3/5/2022
hi-a-tus
~a pause or a gap in a sequence, series, or progress.
I've been thinking about this word lately, and how much it can impact anyone's everyday life. I am beginning to slowly cut out the bad habits in my life, and focus on the good ones. Good habits, good headspaces, and even better times for myself to reflect and move forward from things that no longer serve me. It has been quite a challenge. Over the last few months my consistency was all over the place, and literally everything in my life was fluctuating. I wanted it to stay still so bad, that I pushed until I turned whatever I needed into a habit, then turned around and over rewarded myself for those things. I eventually landing back at square one. No foundation. No routine to go back to. No plan. So I needed a pause to re-evaluate my patterns, and what has helped me in the past. Trying not to over do it, and cause a burnout. But pacing myself consistently in small intervals until I get to a goal. A goal that is plausible, and reachable for myself makes it much more fun.
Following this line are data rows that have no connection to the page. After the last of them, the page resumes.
PR #473, opened 2016-07-26
[SE-0127] Remove calls to withUnsafe[Mutable]Pointers

xwu:
Groundwork for removing withUnsafe[Mutable]Pointers from stdlib.


parkera:
@swift-ci please test

PR #474, opened 2016-07-26
 [Starter Bug] [SR-1608] NSStream

DaveLiu888:
What's in this pull request?
NSStream "is-a" implementation with tests
Input/Output streams "has-a" implementation with tests

Resolved bug number: 1608 (https://bugs.swift.org/browse/SR-1608)

I have some questions i have outlined in the PR as well


Foundation/NSStream.swift
```diff
@@ -109,24 +107,71 @@ public class Stream: NSObject {
...
     /*@NSCopying */public var streamError: NSError? {
-        NSUnimplemented()
+        NSRequiresConcreteImplementation()
     }
+    
+}
+
+internal final class _SwiftInputStream : NSInputStream, _SwiftNativeFoundationType {
+    internal typealias ImmutableType = NSInputStream
+    internal typealias MutableType = NSInputStream
```
DaveLiu888: not sure about setting MutableType to NSInputStream but only way to satisfy _SwiftNativeFoundationType's constraints

Foundation/NSStream.swift
```diff
@@ -154,17 +205,97 @@ public class InputStream: Stream {
...
+    public override func setProperty(_ property: AnyObject?, forKey key: String) -> Bool {
+        return CFReadStreamSetProperty(_stream, key._cfObject, property)
+    }
+    
+    public override func propertyForKey(_ key: String) -> AnyObject? {
+        return CFReadStreamCopyProperty(_stream, key._cfObject)
     }
+    
+    public func copy(with zone: NSZone?) -> AnyObject{
+        if let data = _data {
```
DaveLiu888: not sure if i am handling the copy and mutableCopy responsibilities correctly could not figure out a way with out caching url and data which leads to extra storage on the heap

Foundation/NSStream.swift
```diff
@@ -202,43 +337,62 @@ public class NSOutputStream : Stream {
...
     public  override func setProperty(_ property: AnyObject?, forKey key: String) -> Bool {
         return CFWriteStreamSetProperty(_stream, key._cfObject, property)
     }
+    
+    public override func propertyForKey(_ key: String) -> AnyObject? {
+        return CFWriteStreamCopyProperty(_stream, key._cfObject)
+    }
+    
+    public func copy(with zone: NSZone?) -> AnyObject{
+        if let url = _url , let shouldAppend = _append {
```
DaveLiu888: not sure if i am handling the copy and mutableCopy responsibilities correctly could not figure out a way with out caching url and shouldAppend and the other instance variables which leads to extra storage on the heap

Foundation/NSStream.swift
```diff
@@ -154,17 +205,97 @@ public class InputStream: Stream {
...
+    
+    public func mutableCopy(with zone: NSZone?) -> AnyObject{
+        return copy(with: nil)
+    }
+
+}
+
+internal final class _SwiftOutputStream : NSOutputStream, _SwiftNativeFoundationType {
+    internal typealias ImmutableType = NSOutputStream
+    internal typealias MutableType = NSOutputStream
```
DaveLiu888: not sure how to satisfy _SwiftNativeFoundationType with out making the MutableType to OutputStream

TestFoundation/TestIOStream.swift
```diff
@@ -0,0 +1,422 @@
...
+
+#if DEPLOYMENT_RUNTIME_OBJC || os(Linux)
+    import Foundation
+    import XCTest
+#else
+    import SwiftFoundation
+    import SwiftXCTest
+#endif
+
+class TestIOStream : XCTestCase {
```
DaveLiu888: this is tests for  "has-a"  value type wrapper a lot of the tests overlaps the "is-a" implementation
opinions on weather they are needed are welcome. 

Questions should we test at the wrapper level or at the reference instance level?
Also even at the reference instance level it just wrap another reference instance

Tho testing the wrapper yielded bugs in the existing subsystem

TestFoundation/TestNSStream.swift
```diff
@@ -16,34 +16,43 @@
 #endif
 
 class TestNSStream : XCTestCase {
```
DaveLiu888: this is tests for "is-a" value type wrapper a lot of the tests overlaps the "has-a" implementation
opinions on weather they are needed are welcome. whether to keep both or get rid of some from this set or the "has-a" set

Foundation/NSStream.swift
```diff
@@ -202,43 +337,62 @@ public class NSOutputStream : Stream {
...
+    public func mutableCopy(with zone: NSZone?) -> AnyObject{
+        return copy(with: nil)
+    }
 }
 
 // Discussion of this API is ongoing for its usage of AutoreleasingUnsafeMutablePointer
 #if false
-extension Stream {
+extension NSStream {
     public class func getStreamsToHost(withName hostname: String, port: Int, inputStream: AutoreleasingUnsafeMutablePointer<InputStream?>?, outputStream: AutoreleasingUnsafeMutablePointer<NSOutputStream?>?) {
```
LoganWright: I know the discussion of this api is ongoing, but I think it would be better to not prevent implementation due to a non-finalized api. I know many of us would love to be able to use this functionality on Linux. Here's a simple version I threw together that might satisfy the use case.

```
public class func getStreamsToHost(withName hostname: String, port: Int, inputStream: AutoreleasingUnsafeMutablePointer<InputStream?>?, outputStream: AutoreleasingUnsafeMutablePointer<NSOutputStream?>?) {
        var read: Unmanaged<CFReadStream>? = nil
        var write: Unmanaged<CFWriteStream>? = nil
        CFStreamCreatePairWithSocketToHost(kCFAllocatorDefault, host, UInt32(port), &read, &write)
        inputStream = read?.takeRetainedValue()
        outputStream = write?.takeRetainedValue()
    }
```

DaveLiu888: Thanks for the feed back i will try to work it in to the PR. How ever i accidentally submitted it un rebased and squashed to apple/master instead of my forks's master. will close and resubmit after

DaveLiu888:
i accidentally submitted it un rebased and squashed to apple/master instead of my forks's master. will close and resubmit shortly

Foundation/NSStream.swift
DaveLiu888: Thanks for the feedback ill try to work this in to the PR. i accidentally submitted it un rebased and squashed to apple/master instead of my forks's master. will close and resubmit shortly

PR #485, opened 2016-07-28
change ProcessInfo.processinfo() class func to processinfo static let

jpsim:
to align with recent changes on Darwin (Xcode 8)

### DIFF
--- a/Foundation/NSPathUtilities.swift
+++ b/Foundation/NSPathUtilities.swift
@@ -23,7 +23,7 @@ public func NSTemporaryDirectory() -> String {
         return String(cString: buf, encoding: .utf8)!
     }
     #endif
-    if let tmpdir = ProcessInfo.processInfo().environment["TMPDIR"] {
+    if let tmpdir = ProcessInfo.processInfo.environment["TMPDIR"] {
         if !tmpdir.hasSuffix("/") {
             return tmpdir + "/"
         } else {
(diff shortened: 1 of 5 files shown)


parkera:
@swift-ci please test

jpsim:
FYI I'm sure there are many more of these than the 3 PRs I just filed. A good starter task could be to audit all of the changes in Foundation from Xcode 8 betas and align Swift Foundation with them.

jpsim:
The CI failure seems due to `swift-corelibs-xctest` relying on `processInfo` being a function. Looks like these two changes would have to be made simultaneously. How would you suggest we do this @parkera?

parkera:
Can you put up a PR for XCTest? I'll merge them together.

jpsim:
Sure thing! apple/swift-corelibs-xctest#144

parkera:
Hm, is it possible to temporarily stage this by having both names in Foundation?

jpsim:
> Hm, is it possible to temporarily stage this by having both names in Foundation?

I don't think so, since referring to `ProcessInfo.processInfo` would then be ambiguous because that's also a valid way to refer to the `processInfo()` function.

parkera:
Ok - let's hold off on this particular change for a few days. The rest of Swift is scrambling to land source breaking changes, but per my email to swift-corelibs-dev earlier today, we have a few more weeks. That will keep us out of the line of fire while everything else finishes up.

parkera:
Then we can do a simultaneous merge of both PRs.

jpsim:
happy to wait if it helps

jpsim:
rebased

parkera:
Hopefully we can un-stick the Linux builder today and land this. Thanks for your patience.

parkera:
Going to go ahead and merge these.

PR #486, opened 2016-07-28
Use utf8CString instead of nulTerminatedUTF8

xwu:
Needs to be committed simultaneously with apple/swift PR implementing SE-0134.

### DIFF
--- a/TestFoundation/TestNSXMLParser.swift
+++ b/TestFoundation/TestNSXMLParser.swift
@@ -26,9 +26,9 @@ class TestNSXMLParser : XCTestCase {
     }
     
     func test_data() {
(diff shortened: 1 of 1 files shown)


jrose-apple:
This should use `nullTerminatedUTF8`, not `utf8CString`, no?

xwu:
Core team decision was to remove nullTerminatedUTF8 altogether.

atrick:
@jrose-apple nullTerminatedUTF8 was removed. I always merge the foundation change right before the swift change so the CI passes. But I just found out I'm not authorized to merge anything and couldn't find anyone who could do it.
https://github.com/apple/swift/pull/3816

PR #487, opened 2016-07-28
UnsafePointer conversion fixes.

atrick:
Update for SE-0107: UnsafeRawPointer.

Some of this is pretty rough, but it's necessary to
keep the build working and land the raw vs. typed pointer feature.

As expected there are two major pain points:

1. CString vs. UTF8 types

2. NSData and company use pointer to UInt8 for untyped memory.


atrick:
@parkera This is just a stop-gap to allow the build to succeed when we're ready to pull in the stdlib changes sometime today. I plan to go through over all these changes again later and find a cleaner way to handle things.

atrick:
I'll update this after
https://github.com/apple/swift/pull/3832

Also, I noticed a stdlib dependency which hasn't been checked in yet, so this should not be merged.

parkera:
Ok.

atrick:
This passes 'build-script -R --llbuild --foundation --xctest -T' with the latest swift master.
I need this to proceed with changes on master.
Merging and keeping an eye on the bots.

PR #615, opened 2016-08-31
Swift 3 API parity: Change type of HTTPURLResponse.allHeaderFields

pushkarnk:
Change type of HTTPURLResponse.allHeaderFields to [AnyHashable : Any] to match Darwin.

### DIFF
--- a/Foundation/NSURLResponse.swift
+++ b/Foundation/NSURLResponse.swift
@@ -154,7 +154,7 @@ open class HTTPURLResponse : URLResponse {
     ///
     /// - Important: This is an *experimental* change from the
     /// `[NSObject: AnyObject]` type that Darwin Foundation uses.
-    public let allHeaderFields: [String: String]
+    public let allHeaderFields: [AnyHashable : Any]
     
     /// Convenience method which returns a localized string
     /// corresponding to the status code for this response.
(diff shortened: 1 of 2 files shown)


parkera:
@swift-ci please test linux

Foundation/NSURLResponse.swift
```diff
@@ -233,7 +233,8 @@ open class HTTPURLResponse : URLResponse {
     /// This property is intended to produce readable output.
     override open var description: String {
         var result = "<\(type(of: self)) \(Unmanaged.passUnretained(self).toOpaque())> { URL: \(url!.absoluteString) }{ status: \(statusCode), headers {\n"
-        for(key, value) in allHeaderFields {
+        for(aKey, aValue) in allHeaderFields {
+            let (key,value) = (aKey as! String, aValue as! String) //allHeaderFields is either assigned a [String:String] or [:]
```
parkera: If we allow the header fields to be anything besides a string as part of the API, then shouldn't we use `as?` here? Otherwise we'll just assert in some cases.

pushkarnk: Yes, though allHeaderFields is always derived from a ```[String:String]``` we can have subclasses storing other types in it. I've updated the PR. Thanks.

parkera:
@swift-ci please test linux

parkera:

PR #617, opened 2016-09-02
Contributing test-cases for NSOperation/NSOperationQueue.

mamabusi:


TestFoundation/TestNSOperationQueue.swift
```diff
@@ -36,17 +41,21 @@ class TestNSOperationQueue : XCTestCase {
 
     func test_OperationPriorities() {
         var msgOperations = [String]()
-        let operation1 : BlockOperation = BlockOperation(block: {
+        let operation1 = BlockOperation(block: {
             msgOperations.append("Operation1 executed")
+            sleep(1)
```
mamabusi: Added time-lag to resolve the test-case failures seen sometimes on TestFoundation.

parkera: Sorry - sleep cannot be a fix for issues like this. Instead we should use a semaphore to signal completion of whatever work we are waiting on.

mamabusi: Ok. Will modify to use semaphores. Thank you.

erg:
The test is correct and exposed a real bug in the underlying concurrency code that is fixed by #621.

This PR is not needed now and can be closed.

PR #618, opened 2016-09-02
Changed coefficients of UnitAngle to more exact values

Qbyte248:
The provided values were not as exact as they could be. In fact the value for "revolutions" was completely wrong (2π instead of 360°).

### DIFF
--- a/Foundation/Unit.swift
+++ b/Foundation/Unit.swift
@@ -277,11 +277,11 @@ open class UnitAngle : Dimension {
     
     private struct Coefficient {
         static let degrees      = 1.0
-        static let arcMinutes   = 0.016667
-        static let arcSeconds   = 0.00027778
-        static let radians      = 57.2958
+        static let arcMinutes   = 1.0 / 60.0
+        static let arcSeconds   = 1.0 / 3600.0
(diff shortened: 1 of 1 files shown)


Foundation/Unit.swift
```diff
@@ -277,11 +277,11 @@ open class UnitAngle : Dimension {
...
         static let degrees      = 1.0
-        static let arcMinutes   = 0.016667
-        static let arcSeconds   = 0.00027778
-        static let radians      = 57.2958
+        static let arcMinutes   = 1.0 / 60.0
+        static let arcSeconds   = 1.0 / 3600.0
+        static let radians      = 180.0 / .pi
         static let gradians     = 0.9
-        static let revolutions  = 6.28319
+        static let revolutions  = 360.0
```
3a4oT: 2π rad = 360° so why do you think it was wrong?

Qbyte248: That's true but the base unit is degrees so the conversion factor has to be 360.

parkera:
@swift-ci please test linux

lifeissweetgood:
Good catch, thanks!

PR #619, opened 2016-09-04
Fix crash in NSValue.isEqual() when it is passed an NSNumber

gribozavr:
NSNumbers are not added to the side table, so we can't find them.

I don't think that `NSValue.isEqual()` is correct in general, but this gets us closer to the correct implementation and unblocks https://github.com/apple/swift/pull/4621 . For example, subclasses that have custom storage -- like NSNumber -- should compare equal to an NSValue as long as they have the same bytes and the same type, but the current implementation of `NSValue.isEqual()` can only return true if two references are equal.

Note: this issue blocks https://github.com/apple/swift/pull/4621 (after we change the hashing algorithm, the test TestNSKeyedArchiver.test_archive_set starts to compare NSValue to NSNumber where it previously wasn't doing that just because we got lucky in the hash table order).

### DIFF
--- a/Foundation/NSValue.swift
+++ b/Foundation/NSValue.swift
@@ -58,10 +58,12 @@ open class NSValue : NSObject, NSCopying, NSSecureCoding, NSCoding {
             } else {
                 // bypass _concreteValue accessor in order to avoid acquiring lock twice
                 let (lhs, rhs) = NSValue.SideTableLock.synchronized {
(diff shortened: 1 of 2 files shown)


gribozavr:
@phausler @itaiferber Could you review, please?

gribozavr:
@swift-ci Please test

PR #620, opened 2016-09-06
Implement missing functions in Date

alblue:
The two NSUnimplemented functions in Date relate to a class property
`timeIntervalSinceReferenceDate` which matches an instance property
of the same name, and methods relating to the unkeyed coder.

Implement the `timeIntervalSinceReferenceDate` by instantiating a
new instance and delegating to the instance property, and change
the unkeyed coder implementations to a fatalError indicating that
they are unsupported.


parkera:
@swift-ci please test

PR #621, opened 2016-09-06
resolve inserting operations as a batch race to the execution of operations

phausler:


phausler:
@swift-ci Please test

I try not to let this feeling of taking a pause overcome me, dictate where it wants me to go, or cause me to stop anything completely. I need to organize my thought patterns, and give myself grace as I do so, or else my mind will shatter on its self, and leave me feeling burned out and more stressed than I started. Remember why you started this journey. Remember where it will lead you if you continue to make small steps toward it. Remember the feeling of relief you get when it is accomplished. Never let go of that feeling. It is, and will always be inside of you. So fight for it everyday. If you do that, you've already won.